Are your CI/CD pipelines calling the terraform binary directly, or are they abstracted through Atlantis, a Makefile, or a platform wrapper? The closer to the binary your pipelines are, the simpler the swap. Check for HCP Terraform API integrations, Sentinel policy sets, or workspace variables that have no equivalent in OpenTofu’s ecosystem.

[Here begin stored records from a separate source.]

Issue #449, opened 2023-10-10
Respect `.spec.upgradeConstraintPolicy`


m1kola:
**Please read [RFC](https://docs.google.com/document/d/1dfiNr0kvP1nfS0f9xaGiLyfrJ_KcD38clYs4LYBKllk/edit) for better formatting and full scope.** The excerpt below is just to indicate the scope covered by this specific issue.

Need to update code to respect `.spec.upgradeConstraintPolicy` accordingly to the [RFC](https://docs.google.com/document/d/1dfiNr0kvP1nfS0f9xaGiLyfrJ_KcD38clYs4LYBKllk/edit):

> When `.spec.upgradeConstraintPolicy` is set to `Ignore` we do not apply upgrade constraints. This means an `Operator` can be transitioned to any available version of the package (even one older than the currently installed one). Note that, if set, other constraints on `Operator` still apply (e.g. `.spec.version` and `.spec.channel`).
>
> When `.spec.upgradeConstraintPolicy` is set to `Enforce` we use either semver or legacy semantics depending on the position of the `ForceSemverUpgradeConstraints` feature gate.

m1kola:
We probably need to do #437 first because with the current structure of variable sources it is tricky to get access to relevant `Operator`.

m1kola:
We need to update tests introduced in https://github.com/operator-framework/operator-controller/pull/472 to include a case where we make sure that it is possible to upgrade within major version zero when `.spec.upgradeConstraintPolicy` is set to `Ignore` as this is the only way to upgrade in these versions.

For example, upgrade from `0.0.1` to `0.0.2` is not possible without this.

m1kola:
I will either need #437 to be solved (PRs #498, #499, #500 and #501 to get merged) or #508 to get merged to be able to make progress with this.

PR #460, opened 2023-10-13
🌱 Reduce number of variable sources

### LINKED ISSUE #437: Reduce number of variable sources involved in resolution process
Today we have variable sources which create other variable sources which create variables. While this gives us very short and simple units - it makes harder to follow and creates a lot of boilerplate (e.g. need for support of nested variable soruces).

For example `OperatorVariableSource` creates `RequiredPackageVariableSource` which creates `RequiredPackageVariable`:

https://github.com/operator-framework/operator-controller/blob/6808a5020e579da6a5da0083bc066b1c1a63702d/internal/resolution/variablesources/operator.go#L42-L47

https://github.com/operator-framework/operator-controller/blob/6808a5020e579da6a5da0083bc066b1c1a63702d/internal/resolution/variablesources/required_package.go#L88-L90

`BundleDeploymentVariableSource` creates `InstalledPackageVariableSource` which creates `InstalledPackageVariable`:
https://github.com/operator-framework/operator-controller/blob/6808a5020e579da6a5da0083bc066b1c1a63702d/internal/resolution/variablesources/bundle_deployment.go#L47

https://github.com/operator-framework/operator-controller/blob/6808a5020e579da6a5da0083bc066b1c1a63702d/internal/resolution/variablesources/installed_package.go#L53-L55

m1kola:
# Description

This PR reduces number of variable sources to one.

Closes #437

## Reviewer Checklist

- [ ] API Go Documentation


cmd/resolutioncli/variable_source.go
```diff
@@ -17,28 +17,90 @@ limitations under the License.
...
+	if err != nil {
+		return nil, err
+	}
+
+	requiredPackages := []*olmvariables.RequiredPackageVariable{}
+	requiredPackage, err := variablesources.RequiredPackageVariable(allBundles, o.packageName, o.packageChannel, o.packageVersionRange)
+	if err != nil {
+		return nil, err
+	}
+	requiredPackages = append(requiredPackages, requiredPackage)
```
m1kola, line 75: They only real difference between `OfflineOLMVariableSource` and `OLMVariableSource` is this so far.

I don't like the current structure of this as it will definitevely drift apart from the main variable source.

internal/resolution/variablesources/olm.go
```diff
@@ -0,0 +1,344 @@
...
+
+		// find corresponding bundle for the installed content
+		resultSet := catalogfilter.Filter(allBundles, catalogfilter.WithBundleImage(bundleImage))
+		if len(resultSet) == 0 {
+			return nil, fmt.Errorf("bundleImage %q not found", bundleImage)
+		}
+
+		// TODO: fast follow - we should check whether we are already supporting the channel attribute in the operator spec.
+		//       if so, we should take the value from spec of the operator CR in the owner ref of the bundle deployment.
+		//       If that channel is set, we need to update the filter above to filter by channel as well.
```
m1kola, line 167: This is an old todo. I'm trying to move code around without significant refactoring.

But we have an issue related to this: https://github.com/operator-framework/operator-controller/issues/466

cmd/resolutioncli/variable_source.go
m1kola: I've been thinking about it and I think - yes, there is a chance that `OfflineOLMVariableSource` and `OLMVariableSource` will drift apart. But on the other hand - `OfflineOLMVariableSource` might not need everything `OLMVariableSource` does.

I'm inclined to leave it like this for now and change it depending on where we want to take the offline resolution.

internal/resolution/variablesources/installed_package.go
```diff
@@ -1,76 +1,74 @@
...
+
+		// find corresponding bundle for the installed content
+		resultSet := catalogfilter.Filter(allBundles, catalogfilter.WithBundleImage(bundleImage))
+		if len(resultSet) == 0 {
+			return nil, fmt.Errorf("bundleImage %q not found", bundleImage)
+		}
+
+		// TODO: fast follow - we should check whether we are already supporting the channel attribute in the operator spec.
+		//       if so, we should take the value from spec of the operator CR in the owner ref of the bundle deployment.
+		//       If that channel is set, we need to update the filter above to filter by channel as well.
```
m1kola, line 55: This is an old todo. I'm trying to move code around without significant refactoring.

But we have an issue related to this: https://github.com/operator-framework/operator-controller/issues/466

internal/resolution/variablesources/bundle.go
```diff
@@ -1,63 +1,34 @@
 package variablesources
```
m1kola, line 1: I initially had everything in this package in two files: `olm.go` and `olm_test.go`. While `olm.go` was is still manageable, navigating `olm_test.go` was a bit difficult. So I decided to split into multiple files.

It resulted in a more complicated diff (while the files themselves are straightforward).

stevekuznetsov:
Please separate your changes into commits that only move code from one place to another and bona-fide logic/implementation changes. Reviewing a +1200 LoC diff is otherwise not really possible :)

m1kola:
> Please separate your changes into commits that only move code from one place to another and bona-fide logic/implementation changes. Reviewing a +1200 LoC diff is otherwise not really possible :)

Moving wasn't my intention. I deleted a bunch of old code (6 or so variable sources) and added 5 new functions which re-use snippets of code from deleted variable soruces. I see that in the diff it shows like `variablesources/bundle.go` was renamed from `bundles_and_dependencies.go`, but I didn't move it. I think git shows it like this in the diff becuase of large re-used snippets.

@stevekuznetsov do you think it will make it easier for reviewers if I do something like this?

* Commit 1: delete old code
* Commit 2: add new stuff

It feels like it won't make big difference, but I'm happy to do that if it easier this way.

stevekuznetsov:
Generally what would be helpful is a distinction between code you _wrote_ or _edited_ as part of this work, versus code that existed prior and was relocated.

m1kola:
> Generally what would be helpful is a distinction between code you _wrote_ or _edited_ as part of this work, versus code that existed prior and was relocated.

Agreed. As a reviewer I love that and small diffs. I also love to have proper commit history for each line. As an author I try to make by diffs be like that, but in this case I'm struggling to come up with a way to achieve that.

For now I'm going to add comments to files and describe where snippets of code came from to make it a bit easier (similar to what I did for [this todo](https://github.com/operator-framework/operator-controller/pull/460#discussion_r1374350231)).

stevekuznetsov:
Good luck. I'll be clear - I really don't know that anyone can do a useful review of a diff this large. If you're looking for a rubber stamp, it's less important.

internal/resolution/variablesources/installed_package.go
```diff
@@ -1,76 +1,74 @@
...
-	return fmt.Errorf("bundleImage %q not found", r.bundleImage)
-}
-
-func NewInstalledPackageVariableSource(catalogClient BundleProvider, bundleImage string) (*InstalledPackageVariableSource, error) {
-	successors := legacySemanticsSuccessors
+// InstalledPackageVariables returns variables representing packages
+// already installed in the system.
+// Meaning that each BundleDeployment managed by operator-controller
+// has own variable.
+func InstalledPackageVariables(
```
m1kola, line 23: This re-uses code snippets from `InstalledPackageVariableSource` and `BundleDeploymentVariableSource`.

From `BundleDeploymentVariableSource` it is a few lines around `processed` set which were modified for new structure.

internal/resolution/variablesources/required_package.go
```diff
@@ -1,104 +1,53 @@
...
-	return func(r *RequiredPackageVariableSource) error {
-		if channelName != "" {
-			r.channelName = channelName
-			r.predicates = append(r.predicates, catalogfilter.InChannel(channelName))
-		}
-		return nil
+// RequiredPackageVariable returns a variable which represent
+// explicit requirement for a package from an user.
+// This is when an user explicitly asks "install this" via Operator API.
+func RequiredPackageVariable(allBundles []*catalogmetadata.Bundle, packageName, channelName, versionRange string) (*olmvariables.RequiredPackageVariable, error) {
```
m1kola, line 18: This re-uses a bits from `RequiredPackageVariableSource`. What was removed:

* `NewRequiredPackageVariableSource` & `RequiredPackageVariableSourceOption`. We just pass things as arguments into function without options abstraction
* Separate `notFoundError` function for formatting an error message

m1kola (commented):
> Good luck. I'll be clear - I really don't know that anyone can do a useful review of a diff this large. If you're looking for a rubber stamp, it's less important.

@stevekuznetsov this comment is not helpful. If you have any practical suggestions on how to split this or reduce the diff - please let me know.

I added some comments to this PR which will hopefully help navigate this change. I'll think more about how I can split/reduce this diff, but at the moment nothing comes to mind.

internal/resolution/variablesources/olm_variable_source.go
```diff
@@ -0,0 +1,81 @@
...
+}
+
+func NewOLMVariableSource(cl client.Client, catalogClient BundleProvider) *OLMVariableSource {
+	return &OLMVariableSource{
+		client:        cl,
+		catalogClient: catalogClient,
+	}
+}
+
+func (o *OLMVariableSource) GetVariables(ctx context.Context) ([]deppy.Variable, error) {
```
perdasilva, line 27: looks much nicer ^^ ty

internal/resolution/variablesources/olm_variable_source.go
```diff
@@ -0,0 +1,81 @@
...
+	if err := o.client.List(ctx, &operatorList); err != nil {
+		return nil, err
+	}
+
+	bundleDeploymentList := rukpakv1alpha1.BundleDeploymentList{}
+	if err := o.client.List(ctx, &bundleDeploymentList); err != nil {
+		return nil, err
+	}
+
+	allBundles, err := o.catalogClient.Bundles(ctx)
```
perdasilva, line 38: would it make sense to return some kind of wrapper type around the list of bundles (something like `snapshot`...?) and attach the filtering methods to that, rather than relying on utility functions to do it?

internal/resolution/variablesources/olm_variable_source.go
```diff
@@ -0,0 +1,81 @@
...
+	if err != nil {
+		return nil, err
+	}
+
+	requiredPackages := []*olmvariables.RequiredPackageVariable{}
+	for _, operator := range operatorList.Items {
+		requiredPackage, err := RequiredPackageVariable(allBundles, operator.Spec.PackageName, operator.Spec.Channel, operator.Spec.Version)
```
perdasilva, line 45: The *Variable function names feel almost like constructors here, which normally would be fine - but the allBundles being passed everywhere gives you a sense that those variables aren't really carrying around "all the bundles" and there's actually some non-trivial amount of work being done under the covers. Maybe even like `Make*Variable`.

internal/resolution/variablesources/installed_package.go
```diff
@@ -1,76 +1,74 @@
...
 		successors = semverSuccessors
 	}
 
-	return &InstalledPackageVariableSource{
-		catalogClient: catalogClient,
-		bundleImage:   bundleImage,
-		successors:    successors,
-	}, nil
+	result := make([]*olmvariables.InstalledPackageVariable, 0, len(bundleDeployments))
+	processed := sets.Set[string]{}
```
perdasilva, line 33: I'm not a big fan of using sets.Set outside of reconciler code - it creates a dependency between this package and random unrelated kube libs. Not a blocker, as this is all internal. But something to think about. Never understood why Go never bothered to provide standard impls of basic data structures but instead leaves the developer to constantly re-invent the wheel...=S

internal/resolution/variablesources/olm_variable_source.go
perdasilva: or maybe something like: `Make*Variable(...).From(allBundles)`...?

internal/resolution/variablesources/installed_package.go
stevekuznetsov: It's [250](https://github.com/kubernetes/apimachinery/blob/master/pkg/util/sets/set.go) lines of code - if you worry about the import we could just copy it - but FWIW the package doesn't pull in anything else from Kube.

cmd/resolutioncli/variable_source.go
joelanford: If this is the only difference, I would _highly_ suggest refactoring now to consolidate somehow.

I think it's all but guaranteed that other contributors will be unaware of this variable source since it is tucked away in a place that not many maintainers are even aware of. I, for one, would likely forget to come change this one if I was making a change in the variable source used by the controller.

internal/resolution/variablesources/installed_package.go
ncdc: We actively encourage the use of sets.Set anywhere/everywhere it's useful.

internal/resolution/variablesources/olm_variable_source.go
m1kola: I also would prefer to keep things simple.

internal/resolution/variablesources/installed_package.go
m1kola: > Go never bothered to provide standard impls of basic data structures but instead leaves the developer to constantly re-invent the wheel...=S

A map of empty structs is basically a set, so it kinda already exsits :) IMO map of empty structs is absolutely fine and is common in Go. But sets pacakge from k8s is ok too. I'm happy to do it eithe way.

internal/resolution/variablesources/installed_package.go
joelanford: Maybe I'm misunderstanding this TODO, but it also just seems like something we don't want to do?

The only purpose of the `Operator.spec.channel` is to restrict what bundles are possible candidates for the next resolution. Once a bundle is installed, it makes no difference which channel it "came" from. There is no concept like "this bundle deployment represents a bundle from a specific channel".

internal/resolution/variablesources/installed_package.go
joelanford: I think apimachinery is so ubiquitous in everything we do that it has no measurable impact to use it in a module that already has a dependency on it anyway

It also serves as a good opportunity to teach others about the fact that k8s has tons of helpful libraries scattered around in various places, with lots of usage and tests and community support/maintenance. We should be using _more_ not less, IMO.

cmd/resolutioncli/variable_source.go
m1kola: @joelanford yes, that was my concern as well. But the other side of the coin is that PoC code becomes harder to maintain. Having done a few refactoring of different complexity in this area (removal of entity sources most recently) - this PoC always stands in a way.

I was hoping that functions will become building blocks for varaible sources (each tested separately) and variable sources will be just combining them together as need. E.g. offline variable soruce will only contain funcs we need for offline resolution and controller variable source will contain more.

But yes, we can consolidate them.

internal/resolution/variablesources/installed_package.go
```diff
@@ -1,76 +1,74 @@
...
+	for _, bundleDeployment := range bundleDeployments {
```
joelanford, line 34: If I create a bundleDeployment directly and it happens to reference an image that's in a catalog, now OLM is going to start including it in resolution?

That seems incorrect. We should only be looking at installed bundles and successors for the Operator objects that exist.

internal/resolution/variablesources/installed_package.go
m1kola: > Maybe I'm misunderstanding this TODO, but it also just seems like something we don't want to do?

I just re-read it and now I think I misunderstood it: looks like it is not related to #466. But I still think that #466 is an issue that needs to be addressed (I replied ro you rcomment [here](https://github.com/operator-framework/operator-controller/issues/466#issuecomment-1785166959)).

I interpreted it like "we should do a beter job at finding the correct bundle for installed package and we could use channel for that... Maybe?".



> The only purpose of the `Operator.spec.channel` is to restrict what bundles are possible candidates for the next resolution. Once a bundle is installed, it makes no difference which channel it "came" from. There is no concept like "this bundle deployment represents a bundle from a specific channel".

Yes, that was my understanding too.

I think we should delete this comment to avoid further confusion, but keep #466 open.

@joelanford What do you think?

ncdc:
I would prefer we remove the VariableSource concept entirely and instead create a DeppySolver on the fly when you need it (i.e. not thread safe), and call something like `AddVariables(...)` 1 or more times when you want to give it inputs. I believe this will be easier to maintain, easier to test, easier to reason about, and it makes the set of inputs static.

I realize you have put a lot of time into this PR @m1kola, but I believe not merging this as-is and instead going in the direction proposed above will have significant long-term benefits.

internal/resolution/variablesources/olm_variable_source.go
```diff
@@ -0,0 +1,81 @@
...
+
+	installedPackages, err := InstalledPackageVariables(allBundles, bundleDeploymentList.Items)
+	if err != nil {
+		return nil, err
+	}
+
+	bundles, err := BundleVariables(allBundles, requiredPackages, installedPackages)
+	if err != nil {
+		return nil, err
+	}
```
joelanford, line 60: It feels off to me that we're using variables to compute more variables. For me at least, this structure makes it really hard to build intuition about what each variable is actually adding to the problem.

Without diving too deeply, it appears to me like we:
- Figure out what bundles are required based on the `Operator` objects that exist (`requiredPackages`)
- Figure out what bundles are required based on existing BDs and their successors (but this is for all BundleDeployments, not just BDs managed by Operators.  (`installedPackages`)
- For `requiredPackage` bundles and `installedPackage` bundles combined, build a set of `Bundle` variables that:
   1. include all `requiredPackage` and `installedPakcage` bundles (so `bundles` is a superset?)
   2. include all possible dependencies, recursively, based on the roots from (i)


Am I getting this correct? If so, what purpose do the `requiredPackages` and `installedPackages` variables actually serve for the resolver? If none (because `bundles` is a superset?), can we refactor such that `requiredPackages` and `installedPackages` are not actually variables and are instead just lists that we use to filter `allBundles` to `bundles`?

m1kola:
> I would prefer we remove the VariableSource concept entirely

@ncdc I had similar thoughts recently. We removed the concept of entity sources from deppy and I think we can remove the abstraction of varaible sources from it too. Deppy can accept a slice of inputs and it should be good enough.

I'll create an issue in Deppy for this so we can discuss in it.

> I realize you have put a lot of time into this PR @m1kola, but I believe not merging this as-is and instead going in the direction proposed above will have significant long-term benefits.

I think we should proceed with this PR. Splitting variable sources into separate functions will make the transition to deppy version without entity sources easier: we will be able to use the same functions which are not avare of variable source concept (and are tested separately). Also this change _I think_ will help me to complete the remaining bit of implementation for initial upgrade support (#449) more easier: I won't need to shatter the implementation between multiple variable soruces (I will be focusing on #449 before anything else most likely).

internal/resolution/variablesources/installed_package.go
joelanford: > A map of empty structs is basically a set, so it kinda already exsits

It is, but using maps directly requires more boilerplate (e.g. remembering to initialize a `nil` map) and the syntax can make it harder to tell that the purpose of the map is to act as a set.

internal/resolution/variablesources/olm_variable_source.go
m1kola: I added `Make` prefix. I'm not in favour of method chaining (at least not for at this point).

internal/resolution/variablesources/olm_variable_source.go
joelanford: > However on failed resolution error messages will be harder to understand: there will be no difference between a dependency of a dependency of a dependecny and a thing which user explicitly requested.

I'm not convinced that's true (or at least necessarily has to be the case). I'd imagine something like this is what is (or could be) fed into the resolver:
- OperatorVariable(Package: a, DependsOnOneOf(aCurrent, aSuccessor), Mandatory: true)
- BundleVariable(Bundle: aCurrent, DependsOnOneOf(bCandidate), Mandatory: false)
- BundleVariable(Bundle: aSuccessor, DependsOnOneOf(bCandidate), Mandatory: false)
- BundleVariable(Bundle: bCandidate, DependsOnOneOf(cCandidate), Mandatory: false)
- BundleVariable(Bundle: cCandidate, Mandatory: false)

Any resolution failure that involves `cCandidate` being in conflict will only be unsat in this case because of the mandatory Operator variable for package `a`. And the unsat error message would traverse this dependency chain, right?

m1kola: > Both `RequiredPackageVariable` and `InstalledPackageVariable` represent bundles so is `BundleVariable`

Just realised - this is incorrect. `RequiredPackageVariable` and `InstalledPackageVariable` represent packages which depend on specific bundles.

> I'd imagine something like this is what is (or could be) fed into the resolver

Do I understand correctly that it will be an equivalent of combining `RequiredPackageVariable` and `InstalledPackageVariable` together into `OperatorVariable`? At first glance it makes sense and might work, but we need to look into it in more depth.

I suggest that we do it as a separate effort: in this PR leave the structure of the resolution problem as it currently is in `main` (this PR is already large) and separately look into combining variables.

I'll split #437 into two issues: geting rid of variable sources and combining variables.

joelanford:
> I added some comments to this PR which will hopefully help navigate this change. I'll think more about how I can split/reduce this diff, but at the moment nothing comes to mind.

I do agree with @stevekuznetsov that this PR could have been made easier to review. I happen to be somewhat familiar with the state on `main`, so I was able to focus on the new code with my background knowledge of the old code.

One suggestion would be to have a commit that literally just takes the original code and moves it into the destination files; so no changes other than moving code. Then another commit that actually changes structures and function signatures, then finally any other commits with net-new changes.

m1kola:
> One suggestion would be to have a commit that literally just takes the original code and moves it into the destination files; so no changes other than moving code. Then another commit that actually changes structures and function signatures, then finally any other commits with net-new changes.

I tried to move `variablesources/crd_constraints.go` to `variablesources/bundle_uniqueness.go` as the latter uses a big chunk from from the former. I can probably do the same for `variablesources/bundles_and_dependencies.go` & `variablesources/bundle.go` (it appears in the diff like a move anyway). But it did not seem very helpful to me (probably because some variable sources were combined together).

At the moment I'm trying to split it into a train of small incremental PRs, but it is taking a lot time. Bear with me.

m1kola:
I think I managed to split into a train of smaller PRs. First two are ready for review:

- https://github.com/operator-framework/operator-controller/pull/495
- https://github.com/operator-framework/operator-controller/pull/497
- https://github.com/operator-framework/operator-controller/pull/498
- https://github.com/operator-framework/operator-controller/pull/499
- https://github.com/operator-framework/operator-controller/pull/500
- https://github.com/operator-framework/operator-controller/pull/501

I'll keep this PR open in draft for now just verify at the end that I did not miss something.

m1kola:
Closing this now as everyhing from this PR got into one of the above mentioned PRs in one form or the other.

Support and procurement expectations

If your organization has a support contract with HashiCorp for Terraform enterprise support, understand what that means for an OpenTofu migration. Enterprise support for OpenTofu is available through commercial providers (Spacelift, env0, Scalr), but it’s a different vendor relationship than a HashiCorp contract.


FAQ

Is OpenTofu fully compatible with Terraform? For most standard workloads, yes — HCL syntax, provider protocol, and state format are shared. Compatibility gaps exist for HCP Terraform-specific features and some cutting-edge Terraform CLI features. Audit your specific dependencies before migrating.

Is OpenTofu replacing Terraform? Growing in adoption for new projects and in organizations with BSL licensing concerns. Terraform remains more widely deployed in production overall. See terraform alternatives for the broader market view.

Should teams migrate from Terraform to OpenTofu? Worth considering for governance or licensing reasons. Not worth the disruption if you have no concrete benefit from the migration. The migration itself is relatively low-friction for standard workflows — the evaluation is whether the benefit justifies the testing and pipeline work.

What changed after the license split? Terraform moved from MPL 2.0 to BSL 1.1 in August 2023. BSL prohibits building competing products on top of Terraform. For internal use, the restriction doesn’t apply to most teams. OpenTofu was forked by the community as an MPL-licensed alternative under CNCF governance.